Stack trace terminated abnormally.
To note, I got the same termination even after I turned off the vdW related tags (apparently not related to this issue)...

SB

martin.schlipf
Global Moderator
Global Moderator
Posts: 458
Joined: Fri Nov 08, 2019 7:18 am

Re: ML_FF is not compatible with IBRION = 5 or 6

#4 Post by martin.schlipf » Fri May 26, 2023 6:18 am

Can you make the ML_FF available to us so that we can reproduce the issue? If uploading here does not work for you because the file is too big or you don't want to share it publicly, please sent me a direct message.

Can you also tell me which POTCARs you use? I assume Gamma-point only; otherwise please also provide the KPOINTS file.

martin.schlipf
Global Moderator
Global Moderator
Posts: 458
Joined: Fri Nov 08, 2019 7:18 am

Re: ML_FF is not compatible with IBRION = 5 or 6

#5 Post by martin.schlipf » Fri May 26, 2023 9:46 am

I could reproduce the issue with your input. We will now investigate possible causes and get back to you as soon as we know more.

ferenc_karsai
Global Moderator
Global Moderator
Posts: 422
Joined: Mon Nov 04, 2019 12:44 pm

Re: ML_FF is not compatible with IBRION = 5 or 6

#6 Post by ferenc_karsai » Wed May 31, 2023 2:30 pm

So I have figured out the problem.
The fast code uses NSW to determine whether if it's at the end of the code. If it's at the end it would deallocate important variables.
Unfortunately with finite differences the value of NSW is completely wrong and not used for the finite difference method. However for the machine learning this can lead to early deallocations which would lead to the errors you have encountered.

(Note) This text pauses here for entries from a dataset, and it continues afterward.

PR #2306, opened 2025-04-01
Reinstate indefinite length and [UNIVERSAL 0] support in crypto/asn1

samuel40791765:
### Issues:
Addresses `CryptoAlg-3037`

### Description of changes: 
This is the first step of trying to reinstate support for BER in our OpenSSL ASN1 macro parsers. Proper support for BER consists of two parts, "indefinite length BER" and "implicitly tagged constructed BER strings". This is being done to properly support BER in our PKCS7 parsers, as we've made the transition to switch from CBB -> ASN1 macros for PKCS7 for now: https://github.com/aws/aws-lc/commit/621bceb86dcad30ee5f2b42d2ffdf83115908d54. We were using `CBS_asn1_ber_to_der` to translate BER -> DER for `d2i_PKCS7`, but the function has a caveat with implicitly-tagged constructed strings that causes encoding translations to be incomplete. We've decided to restore BER support in the macro parsers to resolve the PKCS7 compatibility issue and provide better OpenSSL compatibility for possible applications using OpenSSL's ASN.1 functions with BER encoding. 

This commit is a revert of the two prior commits below. All "new logic" in `crypto/asn1/tasn_dec.c` was taken from these two commits. 
* https://github.com/aws/aws-lc/commit/edbdc240ecb6a2d5a500b8e2eedfe3e6a2423c0a
* https://github.com/aws/aws-lc/commit/ee510f58895c6a88b59f1b66a94939d08ebdfe5b

The only smaller new changes are the following:
1. I've only translated the comment code styling and added a few more comments clarifying some of the historic ASN1 shenanigans.
2. There's also a change to the call to `asn1_get_object_maybe_indefinite` to call `ASN1_get_object`. This aligns with the original code in OpenSSL. I think we can clean up some of the changes done in https://github.com/aws/aws-lc/commit/cfe86a3830d5212099b2284a964be066c653dcbc, but I'd prefer to do so in a separate commit.

### Testing:
* I've reused the BER tests in our CBB parsers here so we're confident that the functionalities 1:1. This commit is reinstating indefinite length so I've only borrowed those corresponding tests for now.
* I've generated a few new ASN1 test files with indefinite length as well. Indefinite length is more common among container types like SET and SEQUENCE, so we only pass those tests for now. Other indefinite length scenarios involve constructed form, but we don't have support for that just yet.


crypto/asn1/asn1_test.cc
```diff
@@ -2356,45 +2356,81 @@ TEST(ASN1Test, GetObject) {
...
+              {0x30, 0x11, 0x06, 0x0c, 0x2a, 0x86, 0x48, 0x86, 0xf7, 0x12, 0x04,
+               0x01, 0x84, 0xb7, 0x09, 0x01, 0x00, 0x01, 0x61},
+              true);
+
+
+  // The following test cases are rejected by OpenSSL with their type specific
+  // counterparts. They are parsable with |d2i_ASN1_TYPE| however, and we test
+  // that later.
+  const std::vector<uint8_t> zero_tag_sequence = {0x30, 0x02, 0x00, 0x00};
+  const std::vector<uint8_t> zero_tag_set_any = {0x31, 0x02, 0x00, 0x00};
```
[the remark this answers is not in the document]
samuel40791765: Ahh nice, I hadn't thought of looking into OpenSSL's tests. I'll scour for more if there's any.

crypto/asn1/tasn_dec.c
```diff
@@ -855,19 +911,84 @@ static int asn1_ex_c2i(ASN1_VALUE **pval, const unsigned char *cont, long len,
...
+    }
+    q = p;
+    // Just read in a header: only care about the length.
+    if (!asn1_check_tlen(&plen, NULL, NULL, &inf, NULL, &p, len,
+                         -1, 0, 0)) {
+      OPENSSL_PUT_ERROR(ASN1, ASN1_R_NESTED_ASN1_ERROR);
+      return 0;
+                         }
+    if (inf) {
+      expected_eoc++;
```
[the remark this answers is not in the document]
samuel40791765: Good catch. I was mainly focused on reverting the commit, but new changes around the code in OpenSSL definitely need to be taken note of as well. I'll look around to see if there's more.

crypto/asn1/tasn_dec.c
```diff
@@ -855,19 +911,89 @@ static int asn1_ex_c2i(ASN1_VALUE **pval, const unsigned char *cont, long len,
...
+    }
+    q = p;
+    // Just read in a header: only care about the length.
+    if (!asn1_check_tlen(&plen, NULL, NULL, &inf, NULL, &p, len,
+                         -1, 0, 0)) {
+      OPENSSL_PUT_ERROR(ASN1, ASN1_R_NESTED_ASN1_ERROR);
+      return 0;
+    }
+    if (inf) {
+      if (expected_eoc == UINT32_MAX) {
```
WillChilds-Klein, line 949: nit: suggest adding a comment explaining that this is an underflow, and the significance of that condition in the loop

crypto/asn1/tasn_dec.c
```diff
@@ -679,8 +727,16 @@ static int asn1_d2i_ex_primitive(ASN1_VALUE **pval, const unsigned char **in,
     }
 
     cont = *in;
-    len = p - cont + plen;
-    p += plen;
+    // If indefinite length constructed find the real end.
+    if (inf) {
+      if (!asn1_find_end(&p, plen, inf)) {
+        goto err;
```
WillChilds-Klein, line 733: this is uncovered. can we add a test case that drops the `00 00` trailer?

crypto/asn1/tasn_dec.c
```diff
@@ -855,19 +911,89 @@ static int asn1_ex_c2i(ASN1_VALUE **pval, const unsigned char *cont, long len,
...
+  // found. If more indefinite length constructed headers are encountered
+  // increment the expected eoc count otherwise just skip to the end of the
+  // data.
+  while (len > 0) {
+    if (asn1_check_eoc(&p, len)) {
+      expected_eoc--;
+      if (expected_eoc == 0) {
+        break;
+      }
+      len -= 2;
```
WillChilds-Klein, line 938: this is uncovered. is there a nested-indefinite test SEQUENCE we can construct that will exercise this?

crypto/asn1/tasn_dec.c
```diff
@@ -855,19 +911,89 @@ static int asn1_ex_c2i(ASN1_VALUE **pval, const unsigned char *cont, long len,
...
+      continue;
+    }
+    q = p;
+    // Just read in a header: only care about the length.
+    if (!asn1_check_tlen(&plen, NULL, NULL, &inf, NULL, &p, len,
+                         -1, 0, 0)) {
+      OPENSSL_PUT_ERROR(ASN1, ASN1_R_NESTED_ASN1_ERROR);
+      return 0;
+    }
+    if (inf) {
```
WillChilds-Klein, line 948: the `true` case here is uncovered. can we add a test case to exercise it?

WillChilds-Klein (commented):
Nice, much cleaner revert than I was expecting! Changes are looking good, just a few requests to bump up coverage.

samuel40791765 (commented):
> just a few requests to bump up coverage.

Added a couple more test cases which should add coverage against the places we were looking at!

justsmth (approved):

WillChilds-Klein (approved):

PR #2310, opened 2025-04-03
Reinstate support for constructed strings in crypto/asn1

samuel40791765:
### Issues:
Resolves `CryptoAlg-3037`

### Description of changes: 
This is the last step of trying to reinstate support for BER in our OpenSSL ASN1 macro parsers. Proper support for BER consists of two parts, "indefinite length BER" and "implicitly tagged constructed BER strings". The first step of supporting indefinite length BER can be found in https://github.com/aws/aws-lc/commit/eafd9404887d5982dd647bd4f914664281130060.

This commit is a revert of the prior commit below. All "new logic" in `crypto/asn1/tasn_dec.c` was taken from this.
* https://github.com/aws/aws-lc/commit/a70edd47a235b9b29c950b887f51f20635252d04

The only smaller new changes are the following:
* The original commit uses an additional `free_cont` parameter to pass into `asn1_ex_c2i`. This indicates whether a buffer should be reused or newly allocated. This made things a bit funky and the actual performance upgrade for reusing a buffer seems negligible. Removing the use of `free_cont` altogether helps isolate the ASN1 code changes to just one static function in `crypto/asn1/tasn_dec.c` and cleans up logic.

### Testing:
* I've reused the BER tests in our CBB parsers here so we're confident that the functionalities 1:1. https://github.com/aws/aws-lc/commit/eafd9404887d5982dd647bd4f914664281130060 only borrowed the ones that were indefinite length, while this commit takes and tests against constructed string test cases.
*  https://github.com/aws/aws-lc/commit/eafd9404887d5982dd647bd4f914664281130060 documented some test cases  that were failing due to no support for constructed strings. I've update the documentation and turned on the tests, as this commit now allows proper support of them.


justsmth (dismissed):

crypto/asn1/tasn_dec.c
```diff
@@ -738,11 +744,29 @@ static int asn1_d2i_ex_primitive(ASN1_VALUE **pval, const unsigned char **in,
...
+    // may get this wrong. The relevant specs say that constructed string
+    // types should be OCTET STRINGs internally irrespective of the type.
+    // So instead just check for UNIVERSAL class and ignore the tag.
+    if (!asn1_collect(&buf, &p, plen, inf, -1, V_ASN1_UNIVERSAL, 0)) {
+      goto err;
+    }
+    len = buf.length;
+    // Append a final null to string.
+    if (!BUF_MEM_grow_clean(&buf, len + 1)) {
+      OPENSSL_PUT_ERROR(ASN1, ERR_R_MALLOC_FAILURE);
```
WillChilds-Klein, line 764: nit: `OPENSSL_malloc` gets called under the hood, so setting the error here is redundant, right?

crypto/asn1/tasn_dec.c
```diff
@@ -967,6 +992,85 @@ static int asn1_find_end(const unsigned char **in, long len, char inf) {
...
+  *in = p;
+  return 1;
+}
+
+static int collect_data(BUF_MEM *buf, const unsigned char **p, long plen) {
+  int len;
+  if (buf) {
+    len = buf->length;
+    if (!BUF_MEM_grow_clean(buf, len + plen)) {
+      OPENSSL_PUT_ERROR(ASN1, ERR_R_MALLOC_FAILURE);
```
WillChilds-Klein, line 1064: same nit about redundant error

WillChilds-Klein (dismissed):

crypto/asn1/tasn_dec.c
samuel40791765: Correct, since the `OPENSSL_malloc` change was made after the commit that removed support for BER constructed strings. Will remove!

crypto/asn1/tasn_dec.c
```diff
@@ -738,11 +744,29 @@ static int asn1_d2i_ex_primitive(ASN1_VALUE **pval, const unsigned char **in,
...
+      goto err;
+    }
+    len = buf.length;
+    // Append a final null to string.
+    if (!BUF_MEM_grow_clean(&buf, len + 1)) {
+      OPENSSL_PUT_ERROR(ASN1, ERR_R_MALLOC_FAILURE);
+      goto err;
+    }
+    buf.data[len] = 0;
+    cont = (const unsigned char *)buf.data;
```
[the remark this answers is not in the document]
samuel40791765: I tried doing so, but `buf.data`'s memory is assigned to `cont` here and `cont` is used later in `asn1_ex_c2i` below. Defining `buf` here makes it harder to free it's corresponding data since it'll be out of scope :(.

WillChilds-Klein (approved):

crypto/asn1/tasn_dec.c
```diff
@@ -966,6 +990,84 @@ static int asn1_find_end(const unsigned char **in, long len, char inf) {
...
+    OPENSSL_PUT_ERROR(ASN1, ASN1_R_MISSING_EOC);
+    return 0;
+  }
+  *in = p;
+  return 1;
+}
+
+static int collect_data(BUF_MEM *buf, const unsigned char **p, long plen) {
+  int len;
+  if (buf) {
```
skmcgrail, line 1060: It seems like `collect_data` is never called with `buf == NULL`, should this return `0` instead?

skmcgrail (approved):

crypto/asn1/tasn_dec.c
samuel40791765: Great question, I did some digging around. But judging from the comment in `asn1_collect` which mentions "If no buffer and not indefinite length constructed just pass over the encoded data", it does seem like there's the possibility of `buf` being `NULL` and there being operations that need to be done under that circumstance.

I'll leave it as is for the time being, OpenSSL's ASN1 implementation is also like this today.

PR #2315, opened 2025-04-07
Add AES CBC cipher to speed.cc

andrewhop:
### Description of changes: 
1. Add CBC mode by itself to the speed tool
2. Update SpeedEvpGenericChunk to handle CBC which adds more padding

### Testing:
Tested locally, will also be covered in CI:
```
bssl speed -filter CBC -chunks 128
Did 7850000 EVP-AES-128-CBC encrypt init operations in 1000096us (7849246.5 ops/sec)
Did 5617000 EVP-AES-128-CBC encrypt (128 bytes) operations in 1000042us (5616764.1 ops/sec): 718.9 MB/s
Did 7293000 EVP-AES-128-CBC decrypt init operations in 1000015us (7292890.6 ops/sec)
Did 8290000 EVP-AES-128-CBC decrypt (128 bytes) operations in 1000005us (8289958.6 ops/sec): 1061.1 MB/s
```


tool/speed.cc
```diff
@@ -2875,6 +2877,9 @@ bool Speed(const std::vector<std::string> &args) {
        !SpeedEvpCipherGeneric(EVP_aes_128_ctr(), "EVP-AES-128-CTR", kTLSADLen, selected) ||
        !SpeedEvpCipherGeneric(EVP_aes_192_ctr(), "EVP-AES-192-CTR", kTLSADLen, selected) ||
        !SpeedEvpCipherGeneric(EVP_aes_256_ctr(), "EVP-AES-256-CTR", kTLSADLen, selected) ||
+       !SpeedEvpCipherGeneric(EVP_aes_128_cbc(), "EVP-AES-128-CBC", kTLSADLen, selected) ||
```
WillChilds-Klein, line 2880: what padding is used here? ISO10126 or PKCSv1.5?

Not a concern for this change, but ACCP [supports ISO10126 for CBC](https://github.com/corretto/amazon-corretto-crypto-provider/blob/4db841b3dbcb8d841c60c6cdd666a5c07f77c06e/csrc/aes_cbc.cpp#L251), and if we could offload that padding to an AWS-LC API, it'd be a nice simplification.

WillChilds-Klein (approved):

tool/speed.cc
andrewhop: Turns out this isn't obvious what is used: [cipher.h](https://github.com/aws/aws-lc/blob/main/include/openssl/cipher.h#L199-L205) says standard padding is used. [Reading the code](https://github.com/aws/aws-lc/blob/main/crypto/fipsmodule/cipher/cipher.c#L389-L402) this uses [RFC 5652/PKCS 7](https://datatracker.ietf.org/doc/html/rfc5652#section-6.3) padding (each padding byte value is the number of padding bytes).

smittals2 (approved):

PR #2328, opened 2025-04-10
[DRAFT] Fix clang-tidy lints

justsmth:
### Description of changes: 
* Correct several issues that are reported by clang-tidy.

### Call-outs:
* I'm not sure whether the `OPENSSL_cleanse`s at the ends of `BF_cbc_encrypt` and `CAST_cbc_encrypt` are really needed, but the zero-assignments that were there before would trivially be optimized away.


crypto/pkcs7/pkcs7.c
```diff
@@ -915,9 +915,11 @@ int PKCS7_set_digest(PKCS7 *p7, const EVP_MD *md) {
         OPENSSL_PUT_ERROR(PKCS7, PKCS7_R_UNKNOWN_DIGEST_TYPE);
         return 0;
       }
-      if (p7->d.digest->digest_alg) {
-        OPENSSL_free(p7->d.digest->digest_alg->parameter);
+      if (p7->d.digest->digest_alg == NULL) {
+        OPENSSL_PUT_ERROR(PKCS7, ERR_R_ASN1_LIB);
+        return 0;
```
torben-hansen, line 920: behaviour change?

tool/client.cc
```diff
@@ -729,7 +729,7 @@ bool DoClient(std::map<std::string, std::string> args_map, bool is_openssl_s_cli
   if (!certPathFlag.empty()) {
     if (!SSL_CTX_load_verify_locations(
             ctx.get(), nullptr, args_map[certPathFlag].c_str())) {
-      fprintf(stderr, "Failed to load root certificates.\n");
+      fputs("Failed to load root certificates.\n", stderr);
```
smittals2, line 732: Non blocking, but we use fprintf in a lot of places (even in this same file). Why is clang-tidy only flagging some of these calls?

smittals2 (dismissed):

crypto/dynamic_loading_test.c
```diff
@@ -113,7 +113,7 @@ int main(int argc, char *argv[]) {
 #else
 
 int main(int argc, char **argv) {
-  fprintf(stdout, "PASS\n");
+  fprintf(stdout, "PASS\n"); // NOLINT(clang-analyzer-security.insecureAPI.DeprecatedOrUnsafeBufferHandling)
```
justsmth, line 116: I actually don't know why this line was flagged:
```
/Users/justsmth/repos/aws-lc/crypto/dynamic_loading_test.c:116:3: warning: Call to function 'fprintf' is insecure as it does not provide security checks introduced in the C11 standard. Replace with analogous functions that support length arguments or provides boundary checks such as 'fprintf_s' in case of C11 [clang-analyzer-security.insecureAPI.DeprecatedOrUnsafeBufferHandling]
  116 |   fprintf(stdout, "PASS\n");
      |   ^~~~~~~
```

torben-hansen (approved):

crypto/dynamic_loading_test.c
justsmth: BTW: I looked into this, but GLIBC doesn't support these secure variants (like `fprintf_s`): https://sourceware.org/glibc/manual/latest/html_node/Formatted-Output-Functions.html

It seems to mostly be an MSVC extension that's (only optionally) part of the C11 standard.

smittals2 (approved):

The best way until an official fix is to modify the code:
Please delete the lines 568, 569, 570 and 572 in the ml_ff_ff2.F file.
So change:
IF (FF%NSTEP.GE.FF%NSW) THEN
DO_DEALLOCATE = .TRUE.
ELSE
DO_DEALLOCATE = .FALSE.
ENDIF
to:
DO_DEALLOCATE = .FALSE.

This way no explicit deallocation is done at the end of the code and the arrays are deallocated when the code runs out of scope.

Thank you very much for reporting the bug!!!

soungminbae
Newbie
Newbie
Posts: 5
Joined: Wed Apr 27, 2022 5:44 am

Re: ML_FF is not compatible with IBRION = 5 or 6

#7 Post by soungminbae » Fri Jun 02, 2023 1:09 am

Dear VASP team,
Thank you very much for your advise.
I'd just complied VASP-6.4.1 with the suggested modification and now I confirm that the VASP code runs without any problem for ML_FF + IBRION = 5 !

Thank you!
SB

Locked